*Data provided*.
- Opening Delimiter -

PR #439, opened 2024-06-07
Icon & attachment attribute aware

apepper:
Needs content: https://edit.scrivito.com/d0a154d76edf2a7bd991fc658e700a1d~https://icon-attachment-attribute-aw.scrivito-portal-app.pages.dev/en/my-tynacoon?_scrivito_workspace_id=jf6431200f480927&_scrivito_display_mode=view

### DIFF
--- a/src/Widgets/DataAttachmentsWidget/DataAttachmentsWidgetClass.ts
+++ b/src/Widgets/DataAttachmentsWidget/DataAttachmentsWidgetClass.ts
@@ -5,6 +5,7 @@ export const DataAttachmentsWidget = provideWidgetClass(
   {
     attributes: {
       attributeName: 'string',
+      data: 'datalocator',
       label: 'string',
     },
   },
--- a/src/Widgets/DataAttachmentsWidget/DataAttachmentsWidgetClass.ts
+++ b/src/Widgets/DataAttachmentsWidget/DataAttachmentsWidgetClass.ts
@@ -4,7 +4,6 @@ export const DataAttachmentsWidget = provideWidgetClass(
   'DataAttachmentsWidget',
   {
     attributes: {
-      attributeName: 'string',
       data: 'datalocator',
       label: 'string',
     },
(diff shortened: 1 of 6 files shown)


src/Widgets/index.ts
```diff
@@ -2,6 +2,7 @@ import { initNeoletterFormWidgets } from 'scrivito-neoletter-form-widgets'
 import.meta.glob(['./**/*WidgetClass.ts', './**/*WidgetComponent.tsx'], {
   eager: true,
 })
+import './migrateAttributeNameToData'
```
dcsaszar: * [ ] Why make this part of the code history? It looks like a one-shot migration that can be run on the console.

src/Widgets/index.ts
```diff
@@ -2,7 +2,6 @@ import { initNeoletterFormWidgets } from 'scrivito-neoletter-form-widgets'
 import.meta.glob(['./**/*WidgetClass.ts', './**/*WidgetComponent.tsx'], {
   eager: true,
 })
-import './migrateAttributeNameToData'
```
dcsaszar: * [ ] 😿 Drop the last two commits from the history?

dcsaszar (changes requested):
LGTM. I only briefly checked the content changes.

See comments for a potentially cleaner history.

src/Widgets/index.ts
apepper: It is a one-shot migration. But not a trivial one, that is why I wanted to have it at least in a file, that I can later restore if needed.

dcsaszar: How about a branch in a fork?
Making the script part of the history has some drawbacks:
* It creates noise in the history
* There are no guidelines for a reviewer for how to review code and/or functionality

apepper: I forced pushed a version without those two commits.

apepper:
REVIEW ([b771287](https://github.com/Scrivito/scrivito-portal-app/pull/439/commits/b77128778e50be836f3857ffb18ad98d67d7ece2))

dcsaszar (approved):
🏄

- Closing Delimiter -

*The task*. The listing is to be given again exactly, line for line.

*Written answer*.
PR #439, opened 2024-06-07
Icon & attachment attribute aware

apepper:
Needs content: https://edit.scrivito.com/d0a154d76edf2a7bd991fc658e700a1d~https://icon-attachment-attribute-aw.scrivito-portal-app.pages.dev/en/my-tynacoon?_scrivito_workspace_id=jf6431200f480927&_scrivito_display_mode=view

### DIFF
--- a/src/Widgets/DataAttachmentsWidget/DataAttachmentsWidgetClass.ts
+++ b/src/Widgets/DataAttachmentsWidget/DataAttachmentsWidgetClass.ts
@@ -5,6 +5,7 @@ export const DataAttachmentsWidget = provideWidgetClass(
   {
     attributes: {
       attributeName: 'string',
+      data: 'datalocator',
       label: 'string',
     },
   },
--- a/src/Widgets/DataAttachmentsWidget/DataAttachmentsWidgetClass.ts
+++ b/src/Widgets/DataAttachmentsWidget/DataAttachmentsWidgetClass.ts
@@ -4,7 +4,6 @@ export const DataAttachmentsWidget = provideWidgetClass(
   'DataAttachmentsWidget',
   {
     attributes: {
-      attributeName: 'string',
       data: 'datalocator',
       label: 'string',
     },
(diff shortened: 1 of 6 files shown)


src/Widgets/index.ts
```diff
@@ -2,6 +2,7 @@ import { initNeoletterFormWidgets } from 'scrivito-neoletter-form-widgets'
 import.meta.glob(['./**/*WidgetClass.ts', './**/*WidgetComponent.tsx'], {
   eager: true,
 })
+import './migrateAttributeNameToData'
```
dcsaszar: * [ ] Why make this part of the code history? It looks like a one-shot migration that can be run on the console.

src/Widgets/index.ts
```diff
@@ -2,7 +2,6 @@ import { initNeoletterFormWidgets } from 'scrivito-neoletter-form-widgets'
 import.meta.glob(['./**/*WidgetClass.ts', './**/*WidgetComponent.tsx'], {
   eager: true,
 })
-import './migrateAttributeNameToData'
```
dcsaszar: * [ ] 😿 Drop the last two commits from the history?

dcsaszar (changes requested):
LGTM. I only briefly checked the content changes.

See comments for a potentially cleaner history.

src/Widgets/index.ts
apepper: It is a one-shot migration. But not a trivial one, that is why I wanted to have it at least in a file, that I can later restore if needed.

dcsaszar: How about a branch in a fork?
Making the script part of the history has some drawbacks:
* It creates noise in the history
* There are no guidelines for a reviewer for how to review code and/or functionality

apepper: I forced pushed a version without those two commits.

apepper:
REVIEW ([b771287](https://github.com/Scrivito/scrivito-portal-app/pull/439/commits/b77128778e50be836f3857ffb18ad98d67d7ece2))

dcsaszar (approved):
🏄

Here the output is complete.